The preliminary UK manufacturing PMI strengthened to 49.8 for January; another forecast beating confidence indicator. Service sector PMI printed a 16-month high of 52.9 from 50.0 previously. Survey compilers, Markit, commented that the recent recovery in business confidence would significantly reduce potential for a near-term Bank of England rate cut. The Pound initially moved higher, but swiftly dipped lower as profit taking emerged. The futures market saw only a modest market re-pricing of rate cut probability this week which limited Sterling support.
Sterling dipped below 1.3100 against the Dollar triggering stop-loss selling while the Euro found support below 1.1900. Futures market data recorded a small drop in bets on the Pound rising, but enough remain for a noticeable sell-off should sentiment dip again. This morning the Pound opens lower, near 1.3060 on the Dollar and 1.1850 on the Euro as global risk appetite remained weaker.
The US manufacturing PMI index declined to 51.7 for January from 52.4 previously and below consensus forecasts of 52.6, but the services sector component strengthened to 53.2 from 52.8 and this was the strongest reading since March 2019. Employment also increased at the fastest pace for 6 months while price pressures increased slightly within services, but remained subdued in manufacturing.
The data overall indicated solid growth and provided limited dollar support.
The German flash PMI manufacturing index strengthened to a 7-month high of 45.2 for January from 43.7 and above consensus forecasts of 44.5, although this was still the 12th successive reading below the benchmark 50.0 threshold. The Euro-zone manufacturing index strengthened to 47.8 from 46.3 previously. There was a significant improvement in the German services sector, but the overall Euro-zone services sector slowed. In comments following Thursday’s ECB meeting, President Lagarde stated that the bank was not yet seeing transmission from wages growth to inflation.
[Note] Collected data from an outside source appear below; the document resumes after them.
Issue #6540, opened 2024-02-01
Make CommunityStakes non-modifiable


kurtisassad:
## Describe the bug
[According to a chat with product](https://commonxyz.slack.com/archives/C05CD20JCTU/p1706633187923379), we decided that once a community stake is set, we will not be allowed to modify it. So we need to modify the code accordingly.

PR #6541, opened 2024-02-01
Fixed communityStakes so that they are non-modifiable

kurtisassad:
## Link to Issue
Closes: #6540

## Description of Changes
- Changes PUT communityStakes -> POST communityStakes
- Adds to test to ensure we are not allowed to modify communityStakes after set

## Test Plan
- Added unit test


Rotorsoft (approved):

packages/commonwealth/test/integration/api/communityStake.spec.ts
```diff
@@ -58,43 +59,35 @@ describe('PUT communityStakes Tests', () => {
...
-    const getResp = await controller.getCommunityStake({
+    try {
+      // try to change vote weight
+      await controller.createCommunityStake({
+        communityStake: { ...baseRequest, vote_weight: 20 },
+        user: user,
+      });
+    } catch (e) {
+      assert.equal(e.message, 'Community stake already exists');
+    }
```
rbennettcw, line 70: If it doesn't throw, then the catch statement will never be reached. The assertion should be performed outside of the try/catch statement.

rbennettcw (approved):

Issue #6531, opened 2024-01-31
Refactor Community Stake and Namespace helper for Interface


ianrowan:
#### Description

Due to the changing interface of Community stakes which is now frozen. The current helpers are out of date with the future contract deploy's interface. All helpers should be updated along with ABIs and usage of helper methods should remain relatively unaffected. If they are affected they should be refactored here

#### Notes
This is lightly blocked by deployment of new contracts as the helpers will not be reverse compatible with current test contract

PR #6546, opened 2024-02-01
Community stake refactor for offc interface

ianrowan:
## Link to Issue
Closes: #6531

## Description of Changes
- Update contract abis and helpers for interface
- Update `chainConfig` for only valid sepolia contracts
- refactors all goerli code

## Test Plan
- Launch community on sepolia 
- launch namespace + stake
- test buying/selling

## Deployment Plan

1. This PR should be merged after #6539 
2. Before deploy the Sepolia chainNode should be Inserted into DBs(query has been circulated with @jnaviask )

## Other Considerations

- It appears we have our testnet for this hardcoded, hence why I refactored the goerli code to sepolia, Before prod enablement we should make this dynamic to all community stake contracts in `chainConfig`
- It will be important to note that for QA only sepolia communities should be created for this to work and that metamask should be set to sepolia as well(see Marcins PR)


jnaviask (approved):

packages/commonwealth/client/scripts/views/components/CommunityStake/useCommunityStake.ts
```diff
@@ -68,7 +68,7 @@ const useCommunityStake = (props: UseCommunityStakeProps = {}) => {
     stakeData?.vote_weight,
   );
   const stakeBalance = Number(userStakeBalanceData);
-  const stakeValue = stakeBalance * Number(buyPriceData?.price);
```
mw2000, line 71: Assuming this was intentionally changed to reflect stakeValue is the price instead of price * account balance

mw2000 (approved):
Looks good. Goodbye Goerli!

mhagel (approved):
Tested. Very cool. May need a test db update to get CI tests to pass?

kurtisassad (approved):

packages/commonwealth/client/scripts/views/components/CommunityStake/useCommunityStake.ts
ianrowan: The buyPriceData is the price of the total stakeBalance(ie how much to buy my stake balance) so it doesnt need the multiplier. In the future I think we'll change this to sell to represent sell side vwap but just wanted something that works for now(found the bug in existing code)

masvelio (approved):
added one more commit https://github.com/hicommonwealth/commonwealth/pull/6546/commits/7634016b62009044bb8bbb97f5ce433687055d7f

works as expected

PR #6554, opened 2024-02-02
Move commonProtocol to libs core to fix bundle size issue

Rotorsoft:
This is a hotfix to the bundle size issue found when running e2e mature tests. Importing from libs/chains inflates the landing page with chain libs we don't need to load. Moving these settings and utils to libs/core to reduce the bundle size.

As a general rule, client should not import from libs/model or libs/chains unless it uses dynamic imports. It should be safe to import from libs/core since it only depends on zod.

## Description of Changes
- Move commonProtocol from libs/adapters to libs/core
- Rename imports


ianrowan (approved):
LGTM and tested

kurtisassad (approved):

Rotorsoft:
> LGTM and tested(but still noticing tests failing)

Yes, we found a direct dependency to web3 from layouts that's causing the extra bundle file. @kurtisassad  will discuss it with @masvelio on Monday.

German yields failed to make headway following the data and comments with the Euro continuing to drift lower.
Yield spreads moved slightly against the single currency and the Euro dipped to fresh 7-week lows near 1.1020. The Italian Northern League party lost a regional vote which dampened expectations of a fresh general election. The Euro remains on the defensive as we move into Monday’s open, with the common currency at 1.1025 against the Dollar.